PR #257, opened 2025-08-13
Fix `ActionView::MissingTemplate` for static controller

### LINKED ISSUE #248: ActionView::MissingTemplate with InertiaRails::StaticController
When using the `InertiaRails::StaticController` we noticed that we receive `ActionView::MissingTemplate` exceptions. We fixed the same issue in our controllers by wrapping the `render` call into a `respond_to` block like this:

```ruby
respond_to do |format|
   format.html do
     render inertia: "..."
  end
end
```

So I think this could be fixed by doing the same in `InertiaRails::StaticController`. What do you think? Are there other formats that inertia could theoratically respond to?

skryukov:
There are two ways to address the `ActionView::MissingTemplate` issue: using a `respond_to` block or forcing the `:html` format.

After clarification from @richardboehme, we decided to go with `respond_to` 😂 

Fixes #248

### DIFF
--- a/app/controllers/inertia_rails/static_controller.rb
+++ b/app/controllers/inertia_rails/static_controller.rb
@@ -1,7 +1,9 @@
 module InertiaRails
   class StaticController < InertiaRails.configuration.parent_controller.constantize
     def static
-      render inertia: params[:component]
+      respond_to do |format|
+        format.html { render inertia: params[:component] }
+      end
     end
   end
 end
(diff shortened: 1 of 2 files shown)


bknoles:
I played with this a bit today. I'm in favor of wrapping the renderer in a `repond_to` block.

IMO the issue is that we're raising a _confusing_ exception.

With a `respond_to` block constraining us to html formats, Rails raises an UnknownFormat error, which I think is a helpful exception. Since there are still ways the app can decide to support `/some_inertia_path.some_other_format` if it wants to, coercing it in the renderer is overly prescriptive for me. What do you think?

bknoles (approved):

PR #260, opened 2025-08-21
Update errors params handling

skryukov:
This PR addresses multiple things:
- makes sure `errors` params are always returned (important for cases when partial request returns errors)
- introduces a new config that makes errors hash always being present in the response (with an option to turn it off) See the protocol for more info: https://inertia-rails.dev/guide/the-protocol#the-page-object
- updates generator's initializer template


bknoles:
This looks good to me! I like the existing-app-friendly deprecation path.

Could you add a quick spec for the always return errors case? It'd be nice to have that documented in the specs

PR #263, opened 2025-09-01
Complete rubocop todo

skryukov:
TODO is something we should actually do. This PR fixes all RuboCop offenses.


lib/patches/debug_exceptions.rb
```diff
@@ -1,17 +1,34 @@
...
 
-if defined?(ActionDispatch::DebugExceptions)
-  if ActionPack.version.to_s >= '5.1'
-    require 'patches/debug_exceptions/patch-5-1'
-  elsif ActionPack.version.to_s >= '5.0'
-    require 'patches/debug_exceptions/patch-5-0'
-  else
-    # This gem supports Rails 5 or later
+module InertiaRails
+  module InertiaDebugExceptions
```
skryukov, line 14: Dropped the patch for Rails < 5.1 since Inertia Rails requires Rails 6+

Issue #266, opened 2025-09-15
Inertia configuration mismatch when custom `prop_transformer`


pedrofs:
I'm doing `prop_transformer` to maintain naming conventions between React and Rails:
```ruby
  inertia_config prop_transformer: ->(props:) do
                   # We need to parse to JSON and parse back to force ActiveRecord::Base instances to be serialized
                   # otherwise `deep_transform_keys` won't work on their attributes
                   serialized_props = JSON.parse(props.to_json, symbolize_names: true)

                   serialized_props.deep_transform_keys { |key| key.to_s.camelize(:lower) }
                 end
```

I'm seeing an issue now with merge and deep merge functionality. The deep merge response result comes with snake_case while the prop is camelCase:
<img width="645" height="120" alt="Image" src="https://github.com/user-attachments/assets/e8bc7116-016f-4a78-b41e-ec6cc7a11746" />

I was wondering if we could expose a similar feature as `prop_transformer` to expose a transformer for the merges. Or, is there a better way to solve this inconsistency?

Thanks!

bknoles:
Well the entire purpose of `prop_transformer` from #254 is to modify keys. I agree that having the props concept split up into `props`, `mergeProps`, `deepMergeProps`, as Inertia.js now has, makes that feature (and anything touching prop rendering) more awkward.

But short of removing `prop_transformer` altogether, I'd say that just doing the shotgun surgery is an ok path forward.

(fwiw, my team doesn't use this feature... we serialize with Blueprinter and camel case keys in a transformer)

pedrofs:
Hey guys, thanks for the reply!

I agree we should keep the prop transformer functionality, but we also need to support it across the board.

I'm happy to apply the same transformation to all the places it needs to be if you guys agree to merge the PR afterwards.

@bknoles , @skryukov thoughs?

PR #267, opened 2025-09-15
Implement merge_prop_transformer configuration

pedrofs:
I'm using the `prop_transformer` to maintain a clear naming convention between React and Rails: React is camelCase and Rails is snake_case.

Unfortunately, I faced an inconsistency when trying to work with the InertiaRails.merge functionality. See #266 .

This PR introduces the `merge_prop_transformer` configuration, similar to the `prop_transformer`. It'll receive the array of merge keys, and you can transform them as you wish.

### DIFF
--- a/lib/inertia_rails/renderer.rb
+++ b/lib/inertia_rails/renderer.rb
@@ -135,7 +135,9 @@ module InertiaRails
         default_page[:deepMergeProps] = configuration.merge_prop_transformer(merge_props: deep_merge_props.map(&:first))
       end
 
-      default_page[:matchPropsOn] = match_props_on if match_props_on.present?
+      if match_props_on.present?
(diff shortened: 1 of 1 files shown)


bknoles:
We've talked about this and decided that the JS side is the better place to do key transformation. That way we avoid having to worry about transforming the keys that come _back_ to the server from the React app @skryukov built an NPM packages that handles converting to camelCase for Inertia apps that does this all very cleanly:

https://github.com/skryukov/inertia-caseshift

We'd recommend using that instead of transforming props in Rails.

We're going to deprecate the Inertia Rails prop transformation feature (instead of improving it) and eventually remove it.

That said, thanks for submitting the PR and sorry for this sitting around for so long!

PR #277, opened 2025-11-09
Fix for shared scroll and deferred props

bknoles:
Found an issue with our newly released infinite scroll support! Scroll and deferred prop metadata doesn't render to the client if they are shared data. The reason is that they were being computed by iterating over `@props`, which doesn't include shared data.

I moved the merging of controller props and shared props into the initializer. We don't need them separately anywhere in the renderer and seems like Future Us might assume we can iterate over `@props` someday.

The renderer has become a bit of a maze as it has grown, and one thing that made it tricky to look through is that the attr_readers are used to reference instance variables... but only sometimes. And some methods use those method names as arguments. I think it's cleaner to just consistently reference the instance variables themselves.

########################################

Exercise>
Write down again, exactly as given, only the lines above that fall from the line with "PR #267, opened 2025-09-15" to the line with "That said, thanks", inclusive.

Response area>
PR #267, opened 2025-09-15
Implement merge_prop_transformer configuration

pedrofs:
I'm using the `prop_transformer` to maintain a clear naming convention between React and Rails: React is camelCase and Rails is snake_case.

Unfortunately, I faced an inconsistency when trying to work with the InertiaRails.merge functionality. See #266 .

This PR introduces the `merge_prop_transformer` configuration, similar to the `prop_transformer`. It'll receive the array of merge keys, and you can transform them as you wish.

### DIFF
--- a/lib/inertia_rails/renderer.rb
+++ b/lib/inertia_rails/renderer.rb
@@ -135,7 +135,9 @@ module InertiaRails
         default_page[:deepMergeProps] = configuration.merge_prop_transformer(merge_props: deep_merge_props.map(&:first))
       end
 
-      default_page[:matchPropsOn] = match_props_on if match_props_on.present?
+      if match_props_on.present?
(diff shortened: 1 of 1 files shown)


bknoles:
We've talked about this and decided that the JS side is the better place to do key transformation. That way we avoid having to worry about transforming the keys that come _back_ to the server from the React app @skryukov built an NPM packages that handles converting to camelCase for Inertia apps that does this all very cleanly:

https://github.com/skryukov/inertia-caseshift

We'd recommend using that instead of transforming props in Rails.

We're going to deprecate the Inertia Rails prop transformation feature (instead of improving it) and eventually remove it.

That said, thanks for submitting the PR and sorry for this sitting around for so long!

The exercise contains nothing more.